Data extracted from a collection
══════

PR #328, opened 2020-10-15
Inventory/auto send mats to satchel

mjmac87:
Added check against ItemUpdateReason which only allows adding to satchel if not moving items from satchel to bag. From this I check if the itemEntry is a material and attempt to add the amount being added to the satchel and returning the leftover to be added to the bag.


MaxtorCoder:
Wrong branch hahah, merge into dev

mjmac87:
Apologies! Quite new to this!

══════

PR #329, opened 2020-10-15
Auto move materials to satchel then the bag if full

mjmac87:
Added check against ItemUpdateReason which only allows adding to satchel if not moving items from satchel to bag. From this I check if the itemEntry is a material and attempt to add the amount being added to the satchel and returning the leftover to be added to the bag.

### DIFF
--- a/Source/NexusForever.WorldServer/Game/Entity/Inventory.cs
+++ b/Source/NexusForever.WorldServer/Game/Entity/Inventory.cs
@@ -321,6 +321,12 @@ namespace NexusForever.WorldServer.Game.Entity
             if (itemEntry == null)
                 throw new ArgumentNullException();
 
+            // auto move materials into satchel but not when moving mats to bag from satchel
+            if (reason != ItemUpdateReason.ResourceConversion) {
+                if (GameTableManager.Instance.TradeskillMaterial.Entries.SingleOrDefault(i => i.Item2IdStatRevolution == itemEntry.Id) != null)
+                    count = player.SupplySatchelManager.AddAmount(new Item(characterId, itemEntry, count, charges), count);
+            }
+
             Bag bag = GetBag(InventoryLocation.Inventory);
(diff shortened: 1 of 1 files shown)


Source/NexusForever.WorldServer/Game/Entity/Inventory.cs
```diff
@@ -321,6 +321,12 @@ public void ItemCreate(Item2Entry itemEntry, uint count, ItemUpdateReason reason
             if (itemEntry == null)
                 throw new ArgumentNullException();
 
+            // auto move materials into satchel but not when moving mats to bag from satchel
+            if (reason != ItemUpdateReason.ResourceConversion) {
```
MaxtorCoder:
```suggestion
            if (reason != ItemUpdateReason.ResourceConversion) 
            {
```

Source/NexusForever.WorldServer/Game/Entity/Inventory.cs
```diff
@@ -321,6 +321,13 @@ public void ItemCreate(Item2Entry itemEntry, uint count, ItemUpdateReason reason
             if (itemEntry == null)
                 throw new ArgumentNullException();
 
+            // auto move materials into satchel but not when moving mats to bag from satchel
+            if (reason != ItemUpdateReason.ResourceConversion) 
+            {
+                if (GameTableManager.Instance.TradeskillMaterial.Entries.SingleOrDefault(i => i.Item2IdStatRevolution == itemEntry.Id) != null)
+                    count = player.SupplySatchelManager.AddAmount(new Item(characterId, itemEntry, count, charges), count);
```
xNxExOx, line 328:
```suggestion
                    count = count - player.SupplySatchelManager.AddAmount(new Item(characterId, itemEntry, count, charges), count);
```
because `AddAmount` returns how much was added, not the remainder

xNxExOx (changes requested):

══════

WHAT TO WORK ON: Look above for the line holding "PR #328, opened 2020-10-15" and the line holding "Apologies! Quite new to this!", then output exactly those two lines and every line between them, nothing more.

YOUR SOLUTION:
PR #328, opened 2020-10-15
Inventory/auto send mats to satchel

mjmac87:
Added check against ItemUpdateReason which only allows adding to satchel if not moving items from satchel to bag. From this I check if the itemEntry is a material and attempt to add the amount being added to the satchel and returning the leftover to be added to the bag.


MaxtorCoder:
Wrong branch hahah, merge into dev

mjmac87:
Apologies! Quite new to this!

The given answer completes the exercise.